© 1996, Topology Atlas
A quasi-pseudometric on a set $X$ is a nonnegative real valued function $d$ on $X$ times $X$ such that for all $x,y,z\in X$:
(i) $d(x,x)=0$ and
(ii) $d(x,y)<= d(x,z)+d(z,y)$ .
If $d$ satisfies the additional condition
(iii) $d(x,y)=0$ if and only if $x=y$,
then $d$ is called a quasi-metric on $X$.
A quasi-(pseudo)metric space is a pair $(X,d)$ such that $X$ is a (nonemtpy) set and $d$ is a quasi-(pseudo)metric on $X$. A topological space $(X,T)$ is called quasi-(pseudo)metrizable if there is a quasi-(pseudo)metric on $X$ compatible with $T$.
Quasi-metric spaces were introduced by A.W.Wilson (Amer. J. Math., 53(1931), 675-684) for purely topological reasons. However, several generalized distance functions were already used by E.W.Chittenden (1927), V.W.Niemytzki (1927) and others, in their study of the metrization problem.
In a paper published in 1963, J.C.Kelly began a systematized study of quasi-metrizable spaces from a bitopological point of view. Thus it appears in a natural way the problem of characterizing both topological and bitopological spaces that admit a compatible quasi-metric in a similar way to the celebrated Nagata-Smirnov metrization theorem. In this direction several contributions have been obtained (S.Salbany (1972), R.Fox (unpublished), R.D.Kopperman (1993), etc.) but the cited problem is still open.

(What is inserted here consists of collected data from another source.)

PR #675, opened 2019-10-03
Add Buildkite widget

jmks:
Hi,

I've managed to cobble together a widget that checks [Buildkite](https://buildkite.com), a CI pipeline tool.
It shows the status of user configured pipelines and branches for those pipelines.

It looks like this:

image

using config:

```yaml
    buildkite:
      enabled: true
      organizationSlug: "organization-slug"
      refreshInterval: 60
      position:
        top: 2
        left: 0
        height: 1
        width: 9
      pipelines:
        pipeline-slug-1:
          branches:
            - "master"
            - "production"
        pipeline-slug-2:
          branches:
            - "master"
            - "branch-i-want-to-monitor"
```

It's also my first contribution (with go too!), so feel free to point out anything not idiomatic.

The requests are a bit slow because of the size of data, so I will probably switch to the graphql api in the future.

I'll start preparing a PR for the docs as well.

### DIFF
--- a/app/widget_maker.go
+++ b/app/widget_maker.go
@@ -6,6 +6,7 @@ import (
 	"github.com/wtfutil/wtf/modules/azuredevops"
 	"github.com/wtfutil/wtf/modules/bamboohr"
 	"github.com/wtfutil/wtf/modules/bargraph"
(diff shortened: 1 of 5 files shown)


senorprogrammer:
Thanks!

PR #101, opened 2020-09-29
Fix loading dae file with hierarchical node that does not have a name

iche033:
pull request #78 fixed loading hierarchical submeshes in ColladaLoader but we ran into an edge case that if a node in the dae file does not have a name, it would be given the name of the previous node. For example,the [Polaris Ranger EV model](https://app.ignitionrobotics.org/OpenRobotics/fuel/models/Polaris%20Ranger%20EV) model has the node structure below and the result is that the nested node inside `node_B` would be incorrectly given the name `node_A` :

```
<node name="node_A">
</node>
<node name="node_B">
    <node>
        ...
    </node>
</node>
```

The fix adds the logic to check that if a node does not have a name, it'll then be appended and become part of the parent mesh. It restores the original behavior before pull request #78 was merged while preserving the hierarchical submesh fix.


luca-della-vedova (approved):
Works great for me, thanks for the fix!

mjcarroll:
Looks like the Ubuntu build is erroring due to low disk space: https://build.osrfoundation.org/job/ignition_common-ci-pr_any-ubuntu_auto-amd64/395/console

CC: @j-rivero and @tfoote (current build farmer)

mjcarroll:
@iche033 Do you think you can add a `dae` file that exercises this behavior?  It should make codecov a bit happier.

iche033:
yep added test in d958def

graphics/src/ColladaLoader.cc
```diff
@@ -477,6 +477,31 @@ void ColladaLoaderPrivate::LoadNode(tinyxml2::XMLElement *_elem, Mesh *_mesh,
...
+      {
+        nodeName = name;
+        break;
+      }
+    }
+    if (nodeName.empty())
+    {
+      // if none of the ancestor node has a name, then create a custom name
+      static int nodeCounter = 0;
+      nodeName = "unnanmed_submesh_" + std::to_string(nodeCounter++);
```
mjcarroll, line 501:
```suggestion
      nodeName = "unnamed_submesh_" + std::to_string(nodeCounter++);
```

mjcarroll (approved):
One spelling suggestion, but LGTM.

graphics/src/ColladaLoader.cc
iche033: fixed. b73e933ecc4d110a437809c6808487fb18a5d295

PR #84, opened 2020-08-01
3 ➡️ 4

chapulina:

PR #104, opened 2020-10-14
[port] 3 ➡️ 4

mjcarroll:
Intended to supercede #84.

I combined a few of the commits to more closely align with how they landed on bitbucket.  This should be the last time that doing a forward port will be complicated by that!


mjcarroll:
Same tests are failing for me locally, I'm looking at them right now.

mjcarroll:

mjcarroll:

graphics/include/ignition/common/Animation.hh
```diff
@@ -34,6 +34,7 @@ namespace ignition
     class KeyFrame;
     class PoseKeyFrame;
     class NumericKeyFrame;
+    class AnimationPrivate;
```
chapulina, line 37: I don't see `AnimationPrivate` used in this file. Bad merge?

graphics/include/ignition/common/Material.hh
```diff
@@ -222,6 +242,14 @@ namespace ignition
       /// \return the lighting enabled state
       public: bool Lighting() const;
 
+      /// \brief Set the Physically Based Rendering (PBR) material
+      /// \return The PBR material to set to.
+      public: void SetPbrMaterial(const Pbr &_pbr);
+
+      /// \brief Get the Physically Based Rendering (PBR) material
+      /// \return Pointer to the PBR material. Null if it does not exist.
+      public: Pbr *PbrMaterial() const;
```
chapulina, line 251: I think this should return a const pointer, because the caller can use `SetPbrMaterial` to set it. This may be a good time to make the change and document on the migration guide.

chapulina (approved):
Nice cleanup! I just have a couple of comments which don't need to be addressed on this PR.

graphics/include/ignition/common/Material.hh
mjcarroll: Agree. I'll follow up on this.

PR #106, opened 2020-10-17
Add Console example

chapulina:
The motivation was to test this issue: https://github.com/ignitionrobotics/ign-common/issues/6

Also added a README to all examples.

I think we should consider putting each example into its own directory so they're self-contained. A new user might not necessarily know how to split them, especially as they get more complex.


ahcorde (approved):
LGTM

mjcarroll (approved):

PR #107, opened 2020-10-19
[ign-common3] Miscellaneous Cleanups

mjcarroll:
A few things that I found when doing the forward port

1. Use variables in the examples `CMakeLists.txt` file to keep things from breaking across ports
2. Add a string "Join" function for convenience.
3. Replace all `getenv`, `setenv`, `putenv`, `unsetenv` with Ignition functionality.


chapulina (approved):
LGTM with happy CI once Jenkins is back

In the last years quasi-pseudometric spaces and, particulary, complete quasi-pseudometric spaces have been an appropriate tool in theoretical computer science.

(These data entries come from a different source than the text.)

PR #108, opened 2020-10-21
⬆️ 3.7.0

mjcarroll:

### DIFF
--- a/CMakeLists.txt
+++ b/CMakeLists.txt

In my opinion the following references are basic for the people interested in quasi-metric spaces.
(1) J.Kofner, On quasi-metrizability, Topology Proc., 5(1980), 111-138.
(2) P.Fletcher and W.F.Lindgren, Quasi-Uniform Spaces, Marcel Dekker, New York, 1982.
(3) R.Fox, Solution of the $\gamma $space problem, Proc. Amer. Math. Soc, 85(1982), 606-608.
(4) H.P.A.K\"unzi, Complete quasi-pseudo-metric spaces, Acta Math. Hungar., 59(1992), 121-146.
(5) H.P.A.K\"unzi, Quasi-uniform spaces - eleven years later. Topology Proc., 18(1993), 143-171.